▶

PR #933, opened 2023-09-01
Issue 932 | Client: drop state handler class

### LINKED ISSUE #932: Client: drop `StateHandler`

Drop `StateHandler` class as it is not used anywhere and we do not have plans to use it. 
This will lift a requirement to have redis and managing redis dependencies.

IceKhan13:
### Summary

Drop state handler class

### Details and comments

Closes #932


psschwei:
Does this mean we no longer need redis on the helm / docker installs? :pray:

IceKhan13:
Yes! I'm cutting it off now! 🕺

psschwei:
Can we also drop the docker compose files?

psschwei (approved):
:tada: :tada: :tada: 

Looks like we already dropped from docker compose a while ago (which I guess I missed)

◀

• **THE TASK**: Set down the data above once more so that nothing differs from the original.

• **YOUR RESPONSE**:
PR #933, opened 2023-09-01
Issue 932 | Client: drop state handler class

### LINKED ISSUE #932: Client: drop `StateHandler`

Drop `StateHandler` class as it is not used anywhere and we do not have plans to use it. 
This will lift a requirement to have redis and managing redis dependencies.

IceKhan13:
### Summary

Drop state handler class

### Details and comments

Closes #932


psschwei:
Does this mean we no longer need redis on the helm / docker installs? :pray:

IceKhan13:
Yes! I'm cutting it off now! 🕺

psschwei:
Can we also drop the docker compose files?

psschwei (approved):
:tada: :tada: :tada: 

Looks like we already dropped from docker compose a while ago (which I guess I missed)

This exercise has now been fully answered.